The coefficient of `x^(n)` in the expansion of
`(1+1/(1!)x+1/(2!)x^(2)…+1/(n!)x^(n))^(2)`

To find the coefficient of \( x^n \) in the expansion of \[ \left(1 + \frac{1}{1!}x + \frac{1}{2!}x^2 + \ldots + \frac{1}{n!}x^n\right)^2, \] we can follow these steps: ### Step 1: Recognize the Inner Series The expression inside the parentheses is the Taylor series expansion of \( e^x \) truncated at \( n \): \[ 1 + \frac{1}{1!}x + \frac{1}{2!}x^2 + \ldots + \frac{1}{n!}x^n. \] This series can be represented as: \[ f(x) = \sum_{k=0}^{n} \frac{1}{k!} x^k. \] ### Step 2: Square the Series We need to find the square of this series: \[ f(x)^2 = \left(\sum_{k=0}^{n} \frac{1}{k!} x^k\right)^2. \] ### Step 3: Use the Cauchy Product Formula To find the coefficient of \( x^n \) in \( f(x)^2 \), we can use the Cauchy product formula.

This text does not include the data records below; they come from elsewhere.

Issue #9991, opened 2022-01-23
Delay wallet connect modal


nfrgosselin:
**User Story:**
As a grant donor
I want to see the wallet connect overlay only when I absolutely have to
So that I have a smoother checkout experience

**Acceptance Criteria**
GIVEN that I have grants in my cart and I do not have a wallet connected
WHEN I arrive on gitcoin.co/grants/cart
THEN I do not see the wallet connect overlay

GIVEN that I am on gitcoin.co/grants/cart and I do not have a wallet connected
WHEN I click a checkout option
THEN I see the wallet connect overlay

GIVEN that I am on gitcoin.co/grants/cart and I do have a wallet connected
WHEN I click a checkout option
THEN I see my wallet transaction overlay

**Product & Design Links:**
Figma: "[Ready for Story: Checkout](https://www.figma.com/file/8QjqOzDBd4HiE37YqcocK7/GR13?node-id=133%3A5208)" Section 2: Delay modal
Product Brief: [Streamline donor checkout experience](https://www.notion.so/gitcoin/Streamline-donor-checkout-experience-4c70c5926a044facbdb65105d1316a44)

**Tech Details:**

**Open Questions:**

**Notes/Assumptions:**

nfrgosselin:
This doesn't seem to be working for me @gravityblast. I'm on staging, don't have a wallet connected, and I see the wallet connect overlay as soon as I land on the cart.

gravityblast:
@nfrgosselin I'm not sure when it was deployed, but it was merged when I was away, I see it now in staging. 
When I open the `/grants/cart` page I don't see the modal until I start the checkout. Can you try again now please? or please DM me in case you can't still see the changes.

EmHsiehGitcoin:
hmmm, I see the staging refreshed but I also still see the modal popping up when I first land at cart

nfrgosselin:
@EmHsiehGitcoin I just cleared my cache and it worked for me. This is good from my end if it works for you!

Thanks @gravityblast 🙏

PR #10087, opened 2022-02-03
don't show web3 modal on cart page init and tab change

gravityblast:
##### Description

When the cart is initialized and when a tab is selected, the `tabChange` method is called.
This method was opening the web3 dialog by default, or waiting to connect to web3 in case it was already opened.
I removed that part so that the dialog is opened only at the final checkout action if needed. 
The final checkout action is already doing the same check, opening the dialog in case the wallet is not connected.
##### Refers/Fixes

Fixes: #9991

### DIFF
--- a/app/assets/v2/js/cart-ethereum-polygon.js
+++ b/app/assets/v2/js/cart-ethereum-polygon.js
@@ -197,6 +197,11 @@ Vue.component('grantsCartEthereumPolygon', {
 
     // Send a batch transfer based on donation inputs
     async checkoutWithPolygon() {
+      // Prompt web3 login if not connected
+      if (!provider) {
+        await onConnect();
+      }
+
       const bulkCheckoutAddressPolygon = this.getBulkCheckoutAddress();
 
       try {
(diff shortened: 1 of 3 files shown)


nutrina (approved):
LGTM

thelostone-mc (approved):

thelostone-mc:
synced up with @gravityblast. Before merging this we need to ensure 
the web3 popup happens for all 3 
- zksync
- polygon
- mainnet

And a clarification at which step it should happen

chibie:
@thelostone-mc @gravityblast it's worth noting that checkout recommendation requires wallet connection upon loading the cart page. does this change break that?

gravityblast:
> Before merging this we need to ensure the web3 popup happens for all 3
I updated the code to open the web3 modal for polygon and zksync as well.

> @gravityblast looks like we've got conflicts. once those are resolved -> remove the don't merge PR and let's get this re-reviewed (assuming it's done)

just rebased from master now

thelostone-mc (approved):
LGTMMM

gdixon (approved):
Codewise LGTM!! 🚀

thelostone-mc:
@gravityblast would you be able to resolve the conflicts?

gravityblast:
@thelostone-mc just rebased and force pushed to fix the conflicts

The coefficient of \( x^n \) is given by: \[ \sum_{k=0}^{n} a_k a_{n-k}, \] where \( a_k = \frac{1}{k!} \). Thus, we have: \[ \text{Coefficient of } x^n = \sum_{k=0}^{n} \frac{1}{k!} \cdot \frac{1}{(n-k)!} = \sum_{k=0}^{n} \frac{1}{k!(n-k)!}. \] ### Step 4: Recognize the Binomial Coefficient The sum can be recognized as the binomial coefficient: \[ \sum_{k=0}^{n} \frac{1}{k!(n-k)!} = \frac{1}{n!} \sum_{k=0}^{n} \binom{n}{k} = \frac{2^n}{n!}. \] ### Step 5: Final Coefficient Calculation Thus, the coefficient of \( x^n \) in \( f(x)^2 \) is: \[ \frac{2^n}{n!}. \] ### Conclusion Therefore, the coefficient of \( x^n \) in the expansion of \[ \left(1 + \frac{1}{1!}x + \frac{1}{2!}x^2 + \ldots + \frac{1}{n!}x^n\right)^2 \] is \[ \frac{2^n}{n!}. \]